もちろん購入した価格よりも下がる可能性もあるので、慎重に検討する必要があるでしょう。
新型コロナウイルスの影響で工期大幅遅れの影響
メディアでは「晴海フラッグ」関連のニュースが目立ちますが、新型コロナウイルスの影響で「建材・住宅設備」の部品の生産が滞り、物件の引き渡しに影響が出ることが懸念されています。他人事だといってられません。
東京が「ロックダウン」となったら、工事もストップするでしょう。
では、すでに契約済みのケースで突如「引き渡し期日が半年遅れます。」と連絡が来た場合、補償はあるのでしょうか?
仮に半年遅れた場合、その間の家賃だったり子供の学校に合わせて購入していたとすると大変なことになりますよね。
契約書にはこう書かれています。
これにより、引渡時期が延期されても買主は売主に対して何ら異議、金員の減額を申し立てしないものとします。
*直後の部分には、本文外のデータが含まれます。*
PR #241, opened 2021-07-19
NEPs on how to split states of shards for resharding

mzhangmzz:


mzhangmzz:
Most of the spec is done. Still need to fill some analysis sections like Rationales and alternatives, Unresolved questions, etc.

specs/Proposals/0040-split-states.md
```diff
@@ -0,0 +1,257 @@
...
+
+The proposal assumes that all validators track all shards and that challenges are not enabled.
+
+Suppose the new sharding assignment come into effect at epoch T. State migration is done at epoch T-1, when the validators for epoch T are catching up states for the next epoch. At the beginning of epoch T-1, they run state sync for the current shards if needed. From the existing states, they build states for the new shards, then apply changes to the new states when they process the blocks in epoch T-1.  This whole process runs off-chain as the new states will be not included in blocks at epoch T-1. At the beginning of epoch T, the new validators start to build blocks based on the new state roots.
+
+The change involves three parts. 
+
+## Dynamic Shards
+The first issue to address in splitting shards is the assumption that the current implmentation of chain and runtime makes that the number of shards never changes. This in turn involves two parts, how the validators know when sharding changes happen and how they store different states of shards from different epochs during the transition. The former is a protocol change and the latter only affects validators' internal states.
```
bowenwang1996, line 27:
```suggestion
The first issue to address in splitting shards is the assumption that the current implementation of chain and runtime assumes that the number of shards never changes. This in turn involves two parts, how the validators know when sharding changes happen and how they store different states of shards from different epochs during the transition. The former is a protocol change and the latter only affects validators' internal states.
```

specs/Proposals/0040-split-states.md
```diff
@@ -0,0 +1,257 @@
...
+
+### Protocol Change
+Sharding change will be triggered as protocol version changes. Everytime a resharding is scheduled, a new protocol version number is created for the switch to new sharding. Epochs with `protocol_version` larger or equal than the threshold number will take the new sharding assignment and epochs with `protocol_version` less will take the old sharding assignment. Since the `EpochInfo` of epoch T will be determined at the end of epoch T-2, the validators will have time to prepare for states for the new shards during epoch T-1.
+
+For example, for the Simple NightShade migration, the current protocol version is 42. If there is no other pending protcol update, we can schedule the SimpleNightShadeShardSplit to happen at protocol version 43. Then when the epoch's protocol version is updated to 43, the new sharding for Simple NightShade will be enabled.
```
bowenwang1996, line 32: I don't think the current protocol version is 42 :) http://rpc.mainnet.near.org/status

specs/Proposals/0040-split-states.md
```diff
@@ -0,0 +1,257 @@
...
+```
+converts `shard_id` to the `shard_ord` and `epoch_id` of a shard. `current_epoch_id` will be used as the starting search point, the function will only search for epoch T-1, T, T+1 if the current epoch is T. If it cannot find the `shard_id`, it returns an `EpochError`.
+#### `from_shard_ord_to_id`
+```rust
+from_shard_ord_to_id(&self, shard_ord: ShardOrd, epoch_id: &EpochId) -> Result<ShardId, EpochError>
+```
+converts `shard_ord` and `epoch_id` for a shard to its `shard_id`. It returns an EpochError if such shard does not exist.
+### EpochInfoV3
+Epoch info will include the `shard_id` of the shards in this epoch and a mappting from the current shards to their parent shards. We only allow adding new shards that are split from the existing shards, and if shard B and C are split from shard A, we call shard A the parent shard of shard B and C. For example, if epoch T-1 has shard with `shard_id` 0 and 1 and each of them will be split to two shards in epoch T, then the `EpochInfo` for epoch T will have `shards = [2, 3, 4, 5]` and `parent_shards = {2:0, 3:0, 4:1, 5:1}`.
```
bowenwang1996, line 71:
```suggestion
Epoch info will include the `shard_id` of the shards in this epoch and a mapping from the current shards to their parent shards. We only allow adding new shards that are split from the existing shards, and if shard B and C are split from shard A, we call shard A the parent shard of shard B and C. For example, if epoch T-1 has two shards with `shard_id` 0 and 1 and each of them will be split to two shards in epoch T, then the `EpochInfo` for epoch T will have `shards = [2, 3, 4, 5]` and `parent_shards = {2:0, 3:0, 4:1, 5:1}`.
```

specs/Proposals/0040-split-states.md
```diff
@@ -0,0 +1,257 @@
...
+returns the `shard_id`s of the shards in the next epoch
+
+## Build New States
+The following method in `Client` will be added or modified to split a shard's current state into multiple states.
+
+### `split_shards`
+```rust
+pub fn split_shards(me: &Option<AccountId>, sync_hash: CryptoHash, shard_id: ShardId)
+```
+builds states for the new shards that the shard `shard_id` will be split to. After this function is finished, the states for the new shards should be ready in `ShardTries` to be accessed.
```
bowenwang1996, line 128: What does this function do exactly? We cannot afford to synchronously compute the new states in this function. Otherwise the client actor will be blocked for a long time

specs/Proposals/0040-split-states.md
```diff
@@ -0,0 +1,257 @@
...
+pub struct EpochInfoV3 {
+    ... // All fields in EpochInfoV2
+    shards: Vec<ShardId>,
+    parent_shards: HashMap<ShardId, ShardId>,
+}
+```
+
+### ShardVersionManager
+A new struct `ShardVersionManager` will be created to manage sharding assignment when `ProtocolVersion` is changed. `EpochManager` will own `ShardVersionManager` that it can call to create shards for the `EpochInfo` of the next next epoch.
+
```
bowenwang1996, line 83: Given that this information is only needed to access state, I am not sure whether epoch manager is the best place to store it.

bowenwang1996 (commented):
Looks good. One small thing: we prefer to have [one sentence per line](https://asciidoctor.org/docs/asciidoc-recommended-practices/#one-sentence-per-line).

specs/Proposals/0040-split-states.md
mzhangmzz: I decided to put it inside EpochManager because shards information are saved as part of EpochInfo. EpochManager manages protocol version of epochs, and in this design, shard version is derived there, so it seems natural to put this information there.

specs/Proposals/0040-split-states.md
mzhangmzz: I assumed run_catchup is executed in its own thread, so I thought that wouldn't affect other activities of the client actor. I'll take a closer look

Longarithm (approved):
Thank you, it is highly readable!

specs/Proposals/0040-split-states.md
mzhangmzz: discussed offline

specs/Proposals/0040-split-states.md
mzhangmzz: discussed offline and agreed that we should move the catchup process to its own actor https://github.com/near/nearcore/issues/3201

specs/Proposals/0040-split-states.md
```diff
@@ -206,52 +271,46 @@ fn apply_chunks(...) -> Result<(), Error> {
...
+    ...
+
 }
 ```
 
 ## Garbage collection
 #TODO
 ???
+I think garbage collection should mostly work automatically? Need to verify that new ChunkExtra stored for these new shards will be garbage collected correctly.
+Otherwise I think it should be fine.
```
bowenwang1996: We need to handle garbage collection of the old state after it is split into multiple. Today garbage collection won't automatically clean that. This can be done later though

specs/Proposals/0040-split-states.md
```diff
@@ -206,52 +271,46 @@ fn apply_chunks(...) -> Result<(), Error> {
...
-NEP you are writing but otherwise related.
-
-If you have tried and cannot think of any future possibilities,
-you may simply state that you cannot think of anything.
-
-Note that having something written down in the future-possibilities section
-is not a reason to accept the current or a future NEP. Such notes should be
-in the section on motivation or rationale in this or subsequent NEPs.
-The section merely provides additional information.
+None
```
bowenwang1996, line 316: well we've discussed possibly switching to on-chain state updates once we introduce challenges...

EgorKulikov (approved):

nearmax:
Thank you for thorough NEP and following https://gov.near.org/t/quality-control-for-protocol-api-changes/1941#the-format-4 especially for talking about drawbacks and alternatives! Can we also add a list of affected projects (maybe @bowenwang1996 can help since he has a lot of context) and pre-mortem (imagine a most likely scenario of how this design change can lead to a failure). Thanks!

frol:
I am sorry for jumping late to the discussion, but reviewing https://github.com/near/nearcore/pull/4554, I feel like from the end-user point of view, they should care about some "shard id" (I feel it does not matter if it is unique in the epoch or unique across the epochs). Here are the questions I suggest we ask ourselves:

Why do you believe outside world should care about shard ord rather than unique shard id?
If outside world should care about ord, why should they care that it is “ord” rather than calling it “id”?

If we want some unique shard id, we may just introduce ShardUniqueId (ShardUid) instead of going through this massive renaming effort.

mzhangmzz:
> I am sorry for jumping late to the discussion, but reviewing [near/nearcore#4554](https://github.com/near/nearcore/pull/4554), I feel like from the end-user point of view, they should care about some "shard id" (I feel it does not matter if it is unique in the epoch or unique across the epochs). Here are the questions I suggest we ask ourselves:
> 
> Why do you believe outside world should care about shard ord rather than unique shard id?
> If outside world should care about ord, why should they care that it is “ord” rather than calling it “id”?
> 
> If we want some unique shard id, we may just introduce ShardUniqueId (ShardUid) instead of going through this massive renaming effort.

@frol thanks for the detailed comment! Regarding your questions
> Why do you believe outside world should care about shard ord rather than unique shard id?
That's a great question. I think unique shard id is a concept that closely tied to how we choose to represent shard internally in the state. Thus it may subject to change in the future if the implementation changes. By hiding it away from protocol level and the outside world, such change would not trigger protocol level upgrade in the future. 
If outside world should care about ord, why should they care that it is “ord” rather than calling it “id”?
> You are right on this. Initially I didn't think renaming would be such an invasive change and I wanted the naming to highlight the difference between "ord" and "id". If you think the renaming creates a lot of trouble on the API side, we can definitely not do it and just create a new name for the new id like you suggested.

bowenwang1996 (commented):
One question that occurred to me day: what happens to nonvalidator nodes which specify the shards they track? It seems that, according to what is proposed here, those nodes will start tracking all the shards that the original shard split into. The side effect is that what the node actually tracks will no longer be the same as what is specified in `config.json` and if a node stops and starts again after the split is done, it will stop tracking the shards whose ids are not in `tracked_shards`. This could be confusing for people who need to run nonvalidator nodes and we should at least document such peculiar behavior. It would certainly be better if we can make this experience more smooth for nonvalidator nodes as well.

mzhangmzz:
> One question that occurred to me day: what happens to nonvalidator nodes which specify the shards they track? It seems that, according to what is proposed here, those nodes will start tracking all the shards that the original shard split into. The side effect is that what the node actually tracks will no longer be the same as what is specified in `config.json` and if a node stops and starts again after the split is done, it will stop tracking the shards whose ids are not in `tracked_shards`. This could be confusing for people who need to run nonvalidator nodes and we should at least document such peculiar behavior. It would certainly be better if we can make this experience more smooth for nonvalidator nodes as well.

That's a good point. If we want to make the process smoother for validator nodes, when specifying shards to track, we can make them supply the epoch_id along with the shard_id as well, then at start, ShardTracker can figure out what shards these shards become in the current shards.

bowenwang1996:
> > One question that occurred to me day: what happens to nonvalidator nodes which specify the shards they track? It seems that, according to what is proposed here, those nodes will start tracking all the shards that the original shard split into. The side effect is that what the node actually tracks will no longer be the same as what is specified in `config.json` and if a node stops and starts again after the split is done, it will stop tracking the shards whose ids are not in `tracked_shards`. This could be confusing for people who need to run nonvalidator nodes and we should at least document such peculiar behavior. It would certainly be better if we can make this experience more smooth for nonvalidator nodes as well.
> 
> That's a good point. If we want to make the process smoother for validator nodes, when specifying shards to track, we can make them supply the epoch_id along with the shard_id as well, then at start, ShardTracker can figure out what shards these shards become in the current shards.

Well the main problem here is that let's say someone wants to track all shards. Today they will specify `tracked_shards: [0]` to do that. But after the split of shards is done and they stop and restart their node, they will stop tracking every shard other than shard 0, which is suboptimal. To combat this, I think we have the following options:
* Allow a node to specify that it wants to track all shards in config.json. Something like `tracked_shards: all`
* When a node stops, overwrite config.json with shards it actually tracks. This might not be ideal if a node only wants to track one shard even if it is split into two.

mzhangmzz:
> > > One question that occurred to me day: what happens to nonvalidator nodes which specify the shards they track? It seems that, according to what is proposed here, those nodes will start tracking all the shards that the original shard split into. The side effect is that what the node actually tracks will no longer be the same as what is specified in `config.json` and if a node stops and starts again after the split is done, it will stop tracking the shards whose ids are not in `tracked_shards`. This could be confusing for people who need to run nonvalidator nodes and we should at least document such peculiar behavior. It would certainly be better if we can make this experience more smooth for nonvalidator nodes as well.
> > 
> > 
> > That's a good point. If we want to make the process smoother for validator nodes, when specifying shards to track, we can make them supply the epoch_id along with the shard_id as well, then at start, ShardTracker can figure out what shards these shards become in the current shards.
> 
> Well the main problem here is that let's say someone wants to track all shards. Today they will specify `tracked_shards: [0]` to do that. But after the split of shards is done and they stop and restart their node, they will stop tracking every shard other than shard 0, which is suboptimal. To combat this, I think we have the following options:
> 
> * Allow a node to specify that it wants to track all shards in config.json. Something like `tracked_shards: all`
> * When a node stops, overwrite config.json with shards it actually tracks. This might not be ideal if a node only wants to track one shard even if it is split into two.

Yeah I understand what you meant. I think the issue again is that the meaning of shard id changes when resharding happens. One way to solve that is to be more specific than just providing the shard_id. The config file will include the epoch_id (or protocol version) along with the shard id. For example, let's say a validator starts with tracking shard 0 and they start from genesis. Then the config file will have tracked_shards: [0], tracked_shards_epoch: genesis_epoch_id. Then later when the validator restarts, the ShardTracker can know the shard `0` is not the current shard `0`, but the genesis shard `0`. It can derive which shards it should track now from the `EpochInfo`s stored in the database.

mzhangmzz:
As I am implementing the change regarding `ShardId` and `ShardOrd`, I do find that having two different ids referring to shards quite confusing and could be error prone. We need to extremely careful to use the correct type whenever we use `ShardId` or `ShardOrd`. Since `ShardId` occurs so many places in the code, it is painstaking to get it exactly right. It may also introduce problems in the future if we are not careful and mix up these two. Since they are the same type (u64), it is quite easy to do so. Thus, I am having second thought on whether we should keep them separate or just use `ShardId`( or `ShardUId` as @frol calls it) everywhere.

bowenwang1996:
@mzhangmzz using the same type does not really prevent us from mixing them up? It seems that we need some internal representation that is different anyways. So it seems that introducing a strictly different type may be helpful (this could be purely an implementation detail)

frol:
> Today they will specify `tracked_shards: [0]`

I suggest to take a step back and ask ourselves why would anyone care about shard number X? and how would they know that they *want* to track exactly the shard number X? Maybe they care about a set of specific accounts and we should track based on the list of account ids instead of the shard ord/id/uid?

mzhangmzz:
> > Today they will specify `tracked_shards: [0]`
> 
> I suggest to take a step back and ask ourselves why would anyone care about shard number X? and how would they know that they _want_ to track exactly the shard number X? Maybe they care about a set of specific accounts and we should track based on the list of account ids instead of the shard ord/id/uid?

I think that's a very good point. Maybe the outside world should not have information about the internal shard layout at all, since we want the sharding implementation to be as transient as possible. We can provide two options, tracking all shards, or tracking shards from accounts.

bowenwang1996:
> Maybe they care about a set of specific accounts and we should track based on the list of account ids instead of the shard ord/id/uid?

It seems that there are the following use cases:
* Tracking all shards.
* Tracking a set of accounts.

Today we already support tracking a set of accounts through `tracked_accounts`. We just need to make sure that this continues to work after having multiple shards. In addition, we need to make sure that people who want to track all shards have a way to do that.

specs/Proposals/0040-split-states.md
```diff
@@ -36,11 +36,21 @@ This in turn involves two parts, how the validators know when and how sharding c
 The former is a protocol change and the latter only affects validators' internal states.
 
 ### Protocol Change
-Sharding config for an epoch will be encapsulated in a struct `ShardLayout`, which not only contains number of shards, but also layout information to decide which account ids should be mapped to which shards. The `ShardLayout` information will be stored as part of `EpochConfig`. Right now, `EpochConfig` is stored in `EpochManager` and remains static across epochs. That will be changed in the new implementation so that `EpochConfig` can be changed according to protocol versions, similar to how `RuntimeConfig` is implemented right now.
+Sharding config for an epoch will be encapsulated in a struct `ShardLayout`, which not only contains number of shards, but also layout information to decide which account ids should be mapped to which shards.
```
bowenwang1996, line 39:
```suggestion
Sharding config for an epoch will be encapsulated in a struct `ShardLayout`, which not only contains the number of shards, but also layout information to decide which account ids should be mapped to which shards. 
```

specs/Proposals/0040-split-states.md
```diff
@@ -0,0 +1,381 @@
...
+    V0(ShardLayoutV0),
+    V1(ShardLayoutV1),
+}
+```
+ShardLayout is a versioned struct that contains all information needed to decide which accounts belong to which shards. Note that `ShardLayout` only contains information at the protocol level, so it uses `ShardOrd` instead of `ShardId`. 
+
+The API contains the following two functions.
+#### `parent_shards`
+```rust
+pub fn parent_shards(&self) -> Vec<ShardOrd>
```
bowenwang1996, line 120: We no longer use `ShardOrd` right?

specs/Proposals/0040-split-states.md
```diff
@@ -0,0 +1,381 @@
...
+maps account id to shard id given a shard layout
+
+#### `ShardLayoutV0`
+```rust
+pub struct ShardLayoutV0 {
+    /// map accounts evenly across all shards
+    num_shards: NumShards,
+}
+```
+A shard layout that maps accounts evenly across all shards. This is added to capture the current `account_id_to_shard_id` algorithm, to keep backward compatibility for some existing tests. `parent_shards` for `ShardLayoutV1` is always `None` and `version`is always `0`.
```
bowenwang1996, line 146: Probably worth explaining what "evenly" actually means

specs/Proposals/0040-split-states.md
```diff
@@ -0,0 +1,381 @@
...
+`ShardUId` is a unique identifier that a validator uses internally to identify shards from all epochs. It only exists inside a validator's internal state and can be different among validators, thus it should never be exposed to outside APIs.
+
+```rust
+pub struct ShardUId {
+    pub version: ShardVersion,
+    pub shard_id: u32,
+}
+```
+#### `TrieCachingStorage`
+Trie storage will be contruct database key from `ShardUId` and hash of the trie node.
```
bowenwang1996, line 201:
```suggestion
Trie storage will construct database key from `ShardUId` and hash of the trie node.
```

specs/Proposals/0040-split-states.md
```diff
@@ -0,0 +1,381 @@
...
+### `split_state_changes`
+```rust
+split_state_changes(shard_id: ShardId, state_changes: &Vec<RawStateChangesWithTrieKey>) -> HashMap<ShardId, Vec<RawStateChangesWithTrieKey>>
+```
+splits state changes to be made to a current shard to changes that should be applid to the new shards. Note that this function call can take a long time. To avoid blocking the client actor from processing and producing blocks for the current epoch, it should be called from a separate thread. Unfortunately, as of now, catching up states and catching up blocks are both run in client actor. They should be moved to a separate actor. However, that can be a separate project, although this NEP will depend on that project. In fact, the issue has already been discussed in [#3201](https://github.com/near/nearcore/issues/3201).
+
+### `apply_chunks`
+`apply_chunks` will be modified so that states of the new shards will be updated when processing chunks.
+ In `apply_chunks`, after processing each chunk, the state changes in `apply_results` are sorted into changes to new shards.
+At the end, we apply these changes to the new shards.
```
bowenwang1996, line 286: Ideally this should also be done in a different thread, but for this specific upgrade I think it is fine

specs/Proposals/0040-split-states.md
```diff
@@ -0,0 +1,381 @@
...
+## Garbage Collection
+The old states need to be garbage collected after the resharding finishes. The garbage collection algorithm today won't automatically handle that. (#TODO: why?)
+
+Althought we need to handle garbage collection eventually, it is not a pressing issue. Thus, we leave the discussion from this NEP for now and will add a detailed plan later.
+
+# Drawbacks
+[drawbacks]: #drawbacks
+
+The drawback of this approach is that it will not work when challenges are enabled since challenges to the transition to the new states will be too large to construct or verify.
+Thus, most of the change will likely be a one time use that only works for the Simple Nightshade transition, although part of the change involing `ShardId` may be reused in the future.
```
bowenwang1996, line 341:
```suggestion
Thus, most of the change will likely be a one time use that only works for the Simple Nightshade transition, although part of the change involving `ShardId` may be reused in the future.
```

specs/Proposals/0040-split-states.md
```diff
@@ -0,0 +1,381 @@
...
+- What is the impact of not doing this?
+  - The impact will be the delay of launching Simple Nightshade, or no launch at all.
+
+# Unresolved questions
+[unresolved-questions]: #unresolved-questions
+- What parts of the design do you expect to resolve through the NEP process before this gets merged?
+  - Garbage collection
+  - State Sync?
+- What parts of the design do you expect to resolve through the implementation of this feature before stabilization?
+  - There might be small changes in the detailed implemenations or specifications of some of the functions described above, but the overall structure will not be changed.
```
bowenwang1996, line 360:
```suggestion
  - There might be small changes in the detailed implementations or specifications of some of the functions described above, but the overall structure will not be changed.
```

specs/Proposals/0040-split-states.md
mzhangmzz: Yes, sorry I haven't been keeping this NEP updated enough since there are too many changes. Just updated that.

specs/Proposals/0040-split-states.md
```diff
@@ -197,8 +206,17 @@ pub struct ShardUId {
...
 }
 ```
+
+`version` in `ShardUId` comes from the version of `ShardLayout` that this shard belongs. This way, different shards from different shard layout will have different `ShardUId`s.
+
+### Database storage
+The following database columns are stored with `ShardId` as part of the database key, it will be replaced by `ShardUId`
+- ColState
+- ColChunkExtra
+- ColTrieChanges
```
bowenwang1996, line 216: Nice!

specs/Proposals/0040-split-states.md
```diff
@@ -197,8 +206,17 @@ pub struct ShardUId {
...
+
 #### `TrieCachingStorage`
-Trie storage will be contruct database key from `ShardUId` and hash of the trie node.
+Trie storage will contruct database key from `ShardUId` and hash of the trie node.
```
bowenwang1996, line 219:
```suggestion
Trie storage will construct database key from `ShardUId` and hash of the trie node.
```

bowenwang1996 (commented):
Thanks for the update!

frol:
@mzhangmzz @bowenwang1996 Is it ready to be merged?

bowenwang1996:
This was implemented more than a year ago so let's merge the pull request. @mzhangmzz could you resolve conflicts and merge the PR? Thanks!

ということは?新型コロナウイルスの影響で引渡時期が延長になっても買主は了承せざるを得ないのです。
今、新築マンションの販売スケジュールを事業主が続々と延期にしてます。
さすがに引渡予定が2~3年後のマンションを今買おうとする人は少ないでしょうからね。
新型コロナウイルス感染拡大が1日でも早く収束することを願います。